◆ **Aim of the task**:
Every line below that holds the string "needs" should be copied.

====== Input for this task

PR #1354, opened 2024-02-20
Airspace/AirspaceParser: ignore unit for radio frequency

ubx:
This PR is a reimplementation for #1345


lordfolken (approved):
For me this + #1353, all the Tests pass on both WIN64 and UNIX.

PR #1357, opened 2024-02-28
update 'white list' of USB devices with more PIDs for SoftRF Academy

lyusupov:
Brief summary of the changes
----------------------------

add more USB VID/PID pairs for SoftRF Academy into (Android) 'white list' of USB devices


lyusupov:
Thank you, Max!

PR #1390, opened 2024-03-31
draft: monitor and record wind readings

bomilkar:
writes the content of the Wind InfoBox to xcsoar.log
use it to compare different wind algorithms results.


bomilkar (commented):
It needs a fixed maximum size of buffer space.
This change shall be removed for the production branch.

bomilkar:
I want to take that back!
I can't figure out how to add an AddBoolean to the wind settings panel. I can't follow the convoluted code of how data flows between setting, profile, panel etc. And I don't want to spend time on something that isn't intended to make it into production anyway.
I'll take a new approach.

Issue #1781, opened 2022-08-23
op: requestDevice


lokokung:

lokokung:
Done now that the PR has landed.

kainino0x:
Should mark the project entry "Status" as "Complete" as well, doing that now.

PR #1798, opened 2022-08-25
Adds remaining adapter.requestDevice tests.

lokokung:
- Removes duplicated tests, and consolidates the limits tests

Issue: #1781

<hr>


lokokung:
Note that the features tests need https://chromium-review.googlesource.com/c/chromium/src/+/3853056 and the invalid adapter test needs https://chromium-review.googlesource.com/c/chromium/src/+/3858305.

src/webgpu/capability_info.ts
```diff
@@ -1048,6 +1048,19 @@ export const kLimitInfo = /* prettier-ignore */ makeTable(
...
+  "depth-clip-control",
+  "depth32float-stencil8",
+  "texture-compression-bc",
+  "texture-compression-etc2",
+  "texture-compression-astc",
+  "timestamp-query",
+  "indirect-first-instance",
+  "shader-f16",
+  "bgra8unorm-storage",
+];
```
kainino0x, line 1062: Best to use the object pattern, like this:
https://github.com/gpuweb/cts/blob/63c716bd354b19616360b6e7047d1508d40e7c89/src/webgpu/capability_info.ts#L70-L78

This looks really silly, but ensures the list here stays up to date with the list in the type definitions (which is generated from the spec).

src/webgpu/api/operation/adapter/requestDevice.spec.ts
```diff
@@ -1,16 +1,301 @@
...
+    `
+    Test requesting the default device.
+    - No features listed in default device
+    - Default limits`
+  )
+  .fn(async t => {
+    const gpu = getGPU();
+    const adapter = await gpu.requestAdapter();
+    assert(adapter !== null);
+    const device = await adapter.requestDevice(undefined);
```
kainino0x, line 28: This test seems to test the same thing as the next one?

src/webgpu/api/operation/adapter/requestDevice.spec.ts
```diff
@@ -1,16 +1,301 @@
...
+      const lostInfo = await device.lost;
+      t.expect(lostInfo.reason === 'destroyed');
+    }
+
+    // The adapter should now be invalid since a device was lost. Requesting another device should
+    // return an already lost device.
+    var kTimeoutMS = 1000;
+    const device = await adapter.requestDevice();
+    assert(device !== null);
+    t.shouldResolve(raceWithRejectOnTimeout(device.lost, kTimeoutMS, 'device was not lost'));
```
kainino0x, line 96: Add a check here that the `reason` is `undefined`.

src/webgpu/api/operation/adapter/requestDevice.spec.ts
```diff
@@ -1,16 +1,301 @@
...
+  .desc(
+    `
+    Test requesting device with an unknown feature.`
+  )
+  .fn(async t => {
+    const gpu = getGPU();
+    const adapter = await gpu.requestAdapter();
+    assert(adapter !== null);
+
+    let feature: any = "unknown-feature";
```
kainino0x, line 109: This probably will require an eslint suppression. Should come up if you run `npm run fix`.

I think you could use `'unknown-feature' as GPUFeatureName` instead though.

src/webgpu/api/operation/adapter/requestDevice.spec.ts
```diff
@@ -1,16 +1,301 @@
...
+    assert(adapter !== null);
+
+    if (adapter.features.has(feature)) {
+      const device = await adapter.requestDevice({ requiredFeatures: [feature] });
+      assert(device !== null);
+      t.expect(device.features.has(feature), 'Device should include the required feature');
+    } else {
+      t.shouldReject(
+        'TypeError',
+        adapter.requestDevice({ requiredFeatures: [feature] })
```
kainino0x, line 140: nit: can deduplicate this call outside of the if-else

src/webgpu/api/operation/adapter/requestDevice.spec.ts
```diff
@@ -1,16 +1,301 @@
...
+  .fn(async t => {
+    const { feature } = t.params;
+
+    const gpu = getGPU();
+    const adapter = await gpu.requestAdapter();
+    assert(adapter !== null);
+
+    if (adapter.features.has(feature)) {
+      const device = await adapter.requestDevice({ requiredFeatures: [feature] });
+      assert(device !== null);
```
kainino0x, line 135: nit: Assert shouldn't be necessary because device isn't supposed to be allowed to be null.
(If it is anyway, the test will crash on the next line on `device.features`.)

kainino0x (approved):

src/webgpu/api/operation/adapter/requestDevice.spec.ts
lokokung: Done

src/webgpu/api/operation/adapter/requestDevice.spec.ts
lokokung: Done.

src/webgpu/api/operation/adapter/requestDevice.spec.ts
lokokung: Done. Intention was to not pass anything in the default one.

src/webgpu/capability_info.ts
lokokung: Done.

src/webgpu/api/operation/adapter/requestDevice.spec.ts
kainino0x: Ah, gotcha. We don't usually test those two things separately since they're identical by the rules of WebIDL, but no harm in doing it for this core function.

src/webgpu/api/operation/adapter/requestDevice.spec.ts
```diff
@@ -1,16 +1,295 @@
...
+    `
+    Test requesting the default device.
+    - No features listed in default device
+    - Default limits`
+  )
+  .fn(async t => {
+    const gpu = getGPU();
+    const adapter = await gpu.requestAdapter();
+    assert(adapter !== null);
+    const device = await adapter.requestDevice();
```
kainino0x, line 28: nit: Since this is the same as the next test other than this line, how about making it a parameterization instead? Then we could also test some extra cases too. Something like this?

```ts
  .paramsSubcasesOnly(u =>
    u.combine('args', [
      [],
      [undefined],
      [{}],
      [{ requiredFeatures: [], requiredLimits: {} }],
    ] as const)
  )
  .fn(async t => {
    const { args } = t.params;

    const gpu = getGPU();
    const adapter = await gpu.requestAdapter();
    assert(adapter !== null);
    const device = await adapter.requestDevice(...args);
```

kainino0x (approved):
LGTM with or without nit

src/webgpu/api/operation/adapter/requestDevice.spec.ts
lokokung: Done

kainino0x (approved):

PR #1819, opened 2022-09-01
Fix a wrong bit operation to decide the validation in indirect_dispatch_buffer,usage

Gyuyoung:
The indirect_dispatch_buffer,usage test has been deciding the validation of
the buffer usage through OR operator between INDIRECT and |bufferUsage|.
The operation has decided that all usages are valid and it's not the purpose
of the test. So this PR replaces `|` operator with `&` operator to fix
the problem.

<hr>

### DIFF
--- a/src/webgpu/api/validation/encoding/cmds/compute_pass.spec.ts
+++ b/src/webgpu/api/validation/encoding/cmds/compute_pass.spec.ts
@@ -240,12 +240,11 @@ g.test('indirect_dispatch_buffer,usage')
     });
     t.trackForCleanup(buffer);
 
-    const isValid = GPUBufferUsage.INDIRECT | bufferUsage;
+    const success = (GPUBufferUsage.INDIRECT & bufferUsage) !== 0;
 
-    const { encoder } = t.createEncoder('compute pass');
+    const { encoder, validateFinish } = t.createEncoder('compute pass');
     encoder.setPipeline(pipeline);
 
-    t.expectValidationError(() => {
-      encoder.dispatchWorkgroupsIndirect(buffer, 0);
-    }, !isValid);
+    encoder.dispatchWorkgroupsIndirect(buffer, 0);
+    validateFinish(success);
   });


src/webgpu/api/validation/encoding/cmds/compute_pass.spec.ts
```diff
@@ -240,7 +240,7 @@ g.test('indirect_dispatch_buffer,usage')
     });
     t.trackForCleanup(buffer);
 
-    const isValid = GPUBufferUsage.INDIRECT | bufferUsage;
+    const isValid = GPUBufferUsage.INDIRECT & bufferUsage;
```
Gyuyoung, line 243: It looks like the original PR used the wrong bit operator. OR operator always sets true to |isValid|. But, dispatchWorkgroupsIndirect doesn't generate a validation error even when the buffer usage doesn't contain INDIRECT. So, it's likely that why the original PR did a mistake. IMO, we need to take a look at dawn or Chromium to find why dispatchWorkgroupsIndirect doesn't generate a validation error when using other usages.

kainino0x: Nice catch! Sorry, it looks like I didn't review this test closely enough.

Calling dispatchWorkgroupsIndirect never generates a validation error. Command encoders are special - when there is an error in a command, it doesn't generate an error; instead it marks the encoder as failed, and the validation error doesn't occur until `.finish()` is called.

Since you are using `createEncoder()` here, you can simply use `validateFinish`. Example here:
https://github.com/gpuweb/cts/blob/a912567d309f6bde49e7e0c3b0671a2e138ab96c/src/webgpu/api/validation/encoding/cmds/render/setVertexBuffer.spec.ts#L35-L37

Gyuyoung: No, it's my fault. I should have checked it. And, thank you for pointing the validateFinish out. I update the test to use validateFinish. Thanks!

kainino0x (approved):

============

◆ **Output of the task**:
It needs a fixed maximum size of buffer space.
Note that the features tests need https://chromium-review.googlesource.com/c/chromium/src/+/3853056 and the invalid adapter test needs https://chromium-review.googlesource.com/c/chromium/src/+/3858305.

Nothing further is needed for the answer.